Some lines in the entries contain the word "style". Copy all of them.

RECORDS SUPPLIED:
===============
PR #4050, opened 2023-06-08
rename arc -> poco_arc

### LINKED ISSUE #3349: Consider renaming ActiveRecord binary from arc
On multiple Linux distributions, there is already binary named `arc` for the ARC file archiver/compressor: http://arc.sourceforge.net/.  It's old and probably not too widely used anymore, but it has been around for a long time in the /usr/bin/arc slot.

Perhaps the poco utility could instead be `poco_arc` or something?

stkw0:
Fix #3349

### DIFF
--- a/ActiveRecord/Compiler/CMakeLists.txt
+++ b/ActiveRecord/Compiler/CMakeLists.txt
@@ -11,7 +11,7 @@ endif()
 add_executable(ActiveRecordCompiler ${SRCS})
 set_target_properties(ActiveRecordCompiler
 	PROPERTIES
-	OUTPUT_NAME arc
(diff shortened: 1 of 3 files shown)


aleks-f:
@stkw0 there is also `Makefile`:

https://github.com/pocoproject/poco/blob/2a6434a86d9fcf3f41e8d442832051cf3ff6263b/ActiveRecord/Compiler/Makefile#L11

and VS projects.

stkw0:
For VS is enough to change Compiler.progen file or it's requires also to `sed -i 's/arc/poco_arc/g' Compiler_vs*` ? Never used VS

PR #4085, opened 2023-07-18
Usage modern C++ features on JSON modules

cngzhnp:
Starting from this module, I want to use modern C++ features such as:

- Use `nullptr` instead of 0.
- Use `auto` instead of iterator type itself.
- Use `default` keyword instead of copy constructor, destructor implementation
- Use `override` keyword if necessary.
- Use `using` keyword instead of `typedef`.
- Use proper functions like `empty()` call instead of `object.size() == 0`

### DIFF
--- a/Foundation/src/DataURIStream.cpp
+++ b/Foundation/src/DataURIStream.cpp
@@ -1,4 +1,4 @@
-﻿//
+//
 // DataURIStream.cpp
 //
 // Library: Foundation
--- a/JSON/src/Array.cpp
+++ b/JSON/src/Array.cpp
@@ -42,14 +42,7 @@ Array::Array(int options):
 }
 
 
-Array::Array(const Array& other) :
-	_values(other._values),
-	_pArray(other._pArray),
-	_modified(other._modified),
-	_escapeUnicode(other._escapeUnicode),
-	_lowercaseHex(other._lowercaseHex)
-{
-}
+Array::Array(const Array& other) = default;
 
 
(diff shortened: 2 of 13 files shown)


teksturi:
This is little bit old PR already but I still answer this. It does not make much sense to change style for just small portion of code base. It would be much better to do just one change at time. Example this

> * Use proper functions like `empty()` call instead of `object.size() == 0`

could be done to whole repo. It would be much more easy to accept those kind of changes.

matejk:
#4354

cngzhnp:
> This is little bit old PR already but I still answer this. It does not make much sense to change style for just small portion of code base. It would be much better to do just one change at time. Example this
> 
> > * Use proper functions like `empty()` call instead of `object.size() == 0`
> 
> could be done to whole repo. It would be much more easy to accept those kind of changes.

Hello @teksturi, sorry for late answer. 

However, my intention was not just a change into small portion of codebase like this, also I am not fan of inconsistent things. I just want to split up code review based on submodules. Creating a PR with 100 files changed which was not easy to review and apply changes. So, doing it step by step would be much better idea at least for me at that time.

andrewauclair:
@matejk did you mean to delete devel? Doesn't seem right.

matejk:
@cngzhnp, would you be willing to rebase this PR to main?

matejk:
PR #4613 was created from these changes. See details there.

Closing this PR.

PR #4086, opened 2023-07-18
Remove std::aligned_storage as it is deprecated in C++23.

Romain-Geissler-1A:
Instead, replace it with std::max_align_t in the Any implementation, as really we would like to be able to store any object with any alignment in the small object optimization case. Typically the size and alignment of std::max_align_t is 8 or 16 on most platforms. Added a static assert to ensure that this change doesn't result in wasting more unused memory in case the size of the storage buffer is smaller than this maximum alignment (which is right now 64, so shall be ok on all platforms).

### DIFF
--- a/Foundation/include/Poco/Any.h
+++ b/Foundation/include/Poco/Any.h
@@ -21,6 +21,7 @@
 #include <algorithm>
 #include <typeinfo>
 #include <cstring>
+#include <cstddef>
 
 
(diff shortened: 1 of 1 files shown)


obiltschnig:
lgtm

Romain-Geissler-1A:
And a typo here as well... The comparison in the static assert should have been in the other direction...

PR #4090, opened 2023-07-18
Spare one byte in the small string optimization of Any. Also fix swap…

Romain-Geissler-1A:
… for big objects (pHolder was never swapped).

Also, I think this may be faster, since you don't need to constantely compare 64 bytes array for `isEmpty` or to memset it in the constructor/destructor/erase.

The idea is that `pHolder` shall always contain the pointer the real content, but in case of object small enough it pointing to the `holder` member directly, rather than a newly allocated buffer. This way we don't need to "store" the information about the fact that the storage is local or not, we get it just by comparing pointers.

Wait for the CI to run for this, as I didn't test in practice. I just found strange this "+ 1" byte when I read the code earlier today.

### DIFF
--- a/Foundation/include/Poco/Any.h
+++ b/Foundation/include/Poco/Any.h
@@ -57,9 +57,7 @@ union Placeholder
 	///
 	/// If Holder<Type> fits into POCO_SMALL_OBJECT_SIZE bytes of storage,
 	/// it will be placement-new-allocated into the local buffer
===============
TASK SOLUTION:
This is little bit old PR already but I still answer this. It does not make much sense to change style for just small portion of code base. It would be much better to do just one change at time. Example this
> This is little bit old PR already but I still answer this. It does not make much sense to change style for just small portion of code base. It would be much better to do just one change at time. Example this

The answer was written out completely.